#### Your goal:
Where a line of the material includes the string "this", copy that line.
╭──
PR #942, opened 2022-09-20
Update `fetch-charset-detection` to 1.0.1

Ndpnt:
Currently hosted on the @opentermsarchive account and awaiting publication by the original author.

See https://github.com/node-fetch/fetch-charset-detection/issues/249

### DIFF
--- a/package.json
+++ b/package.json
@@ -42,6 +42,7 @@
   "dependencies": {
     "@accordproject/markdown-cicero": "^0.15.2",
     "@accordproject/markdown-pdf": "^0.15.2",
+    "@opentermsarchive/fetch-charset-detection": "^1.0.1",
     "abort-controller": "^3.0.0",
     "ajv": "^6.12.6",
     "archiver": "^5.3.0",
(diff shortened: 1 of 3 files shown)


src/archivist/fetcher/htmlOnlyFetcher.js
```diff
@@ -1,6 +1,6 @@
+import convertBody from '@opentermsarchive/fetch-charset-detection'; // eslint-disable-line import/no-unresolved
```
martinratinaud, line 1: Do we still need the no-unresolved?

martinratinaud (approved):

martinratinaud:
@Ndpnt in fact, why don't you link directly to github instead of forking? which needs more maintenance


"fetch-charset-detection": "git+https://git@github.com/node-fetch/fetch-charset-detection"

src/archivist/fetcher/htmlOnlyFetcher.js
Ndpnt: I guess, there are no changes on that side.

Ndpnt:
> @Ndpnt in fact, why don't you link directly to github instead of forking? which needs more maintenance
> 
> "fetch-charset-detection": "git+https://git@github.com/node-fetch/fetch-charset-detection"

Because the github repository does not contain the built version, so it does not work (I tried).

martinratinaud (approved):

package.json
```diff
@@ -42,6 +42,7 @@
   "dependencies": {
     "@accordproject/markdown-cicero": "^0.15.2",
     "@accordproject/markdown-pdf": "^0.15.2",
+    "@opentermsarchive/fetch-charset-detection": "^1.0.1",
```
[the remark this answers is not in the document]
Ndpnt: See reply above

PR #946, opened 2022-09-26
Add converter from page and document declaration to JSON

martinratinaud:
To easily pass from in-memory declaration to useable JSON representation to be able to pass it to GitHub issue creation


src/archivist/services/pageDeclaration.test.js
```diff
@@ -158,4 +158,66 @@ describe('PageDeclaration', () => {
       });
     });
   });
+
+  describe('toJSON', () => {
+    it('convert noise and content semectors to JSON', async () => {
```
Ndpnt, line 163:
```suggestion
    it('converts noise and content selectors to JSON', async () => {
```

Ndpnt: By the way, I think to JSON is misnamed because it not only converts the representation to JSON but also renames its attributes to be the same as those found in service declarations.

src/archivist/services/documentDeclaration.test.js
```diff
@@ -0,0 +1,85 @@
+import chai from 'chai';
+
+import DocumentDeclaration from './documentDeclaration.js';
+import PageDeclaration from './pageDeclaration.js';
+
+const { expect } = chai;
+
+describe('PageDeclaration', () => {
```
Ndpnt, line 8:
```suggestion
describe('DocumentDeclaration', () => {
```

src/archivist/services/pageDeclaration.js
```diff
@@ -38,4 +38,14 @@ export default class PageDeclaration {
 
     return [selector];
   }
+
+  toJSON() {
```
Ndpnt, line 42: I think `toJSON` is misnamed because it not only converts the representation to JSON but also renames its attributes to be the same as those found in service declarations.
What about toPersistenceFormat?

src/archivist/services/documentDeclaration.js
```diff
@@ -12,4 +12,15 @@ export default class DocumentDeclaration {
   get isMultiPage() {
     return this.pages.length > 1;
   }
+
+  toJSON() {
```
Ndpnt, line 16: I think `toJSON` is misnamed because it not only converts the representation to JSON but also renames its attributes to be the same as those found in service declarations.
What about toPersistenceFormat?

src/archivist/services/pageDeclaration.test.js
martinratinaud: I check if it works well in different page declaration configurations
- select and remove
- filter and select

martinratinaud:
I left on purpose `page1AsJSON` as `page1AsPersistence` did not look good to me nor `page1AsPersisted` and it is still a JSON afterall

src/archivist/services/documentDeclaration.js
```diff
@@ -12,4 +12,15 @@ export default class DocumentDeclaration {
   get isMultiPage() {
     return this.pages.length > 1;
   }
+
+  toPersistence() {
+    return {
+      name: this.service.name,
+      documents: {
+        [this.type]: this.pages.length === 1
```
Ndpnt, line 20: Use `this.isMultiPage()` instead

src/archivist/services/documentDeclaration.test.js
```diff
@@ -0,0 +1,85 @@
...
+
+      const expectedResult = {
+        name: service.name,
+        documents: { [type]: page1AsJSON },
+      };
+
+      expect(result).to.deep.equal(expectedResult);
+    });
+
+    it('converts multi page document to JSON representation', async () => {
```
Ndpnt, line 74:
```suggestion
    it('converts multipage document to JSON representation', async () => {
```

src/archivist/services/pageDeclaration.test.js
Ndpnt: I do not see the added value of splitting this. Why not `select` and `executeClientScript`? Grouping `select` with `remove` and `select` with `filter` seems arbitrary to me, I do not see the domain constraint on this. 

I'm in favor of a single test that checks that all attributes are properly converted, or else make a test for each attribute, but not an arbitrary grouping.

martinratinaud: I thus made two tests
- one with simple declaration (fetch and select) to make sure other fields are undefined
- one with all fields

src/archivist/services/pageDeclaration.test.js
```diff
@@ -158,4 +158,67 @@ describe('PageDeclaration', () => {
       });
     });
   });
+
+  describe('toPersistence', () => {
```
Ndpnt, line 162:
```suggestion
  describe('#toPersistence', () => {
```

src/archivist/services/documentDeclaration.test.js
```diff
@@ -0,0 +1,85 @@
...
+
+  const page2AsJSON = {
+    fetch: URL,
+    select: 'body',
+    remove: undefined,
+    filter: undefined,
+    executeClientScripts: undefined,
+  };
+
+  describe('toPersistence', () => {
```
Ndpnt, line 62:
```suggestion
  describe('#toPersistence', () => {
```

Ndpnt (approved):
╰──
#### Reply:
[the remark this answers is not in the document]
     return this.pages.length > 1;
     return this.pages.length > 1;
+      name: this.service.name,
+        [this.type]: this.pages.length === 1
Ndpnt, line 20: Use `this.isMultiPage()` instead
Ndpnt: I do not see the added value of splitting this. Why not `select` and `executeClientScript`? Grouping `select` with `remove` and `select` with `filter` seems arbitrary to me, I do not see the domain constraint on this. 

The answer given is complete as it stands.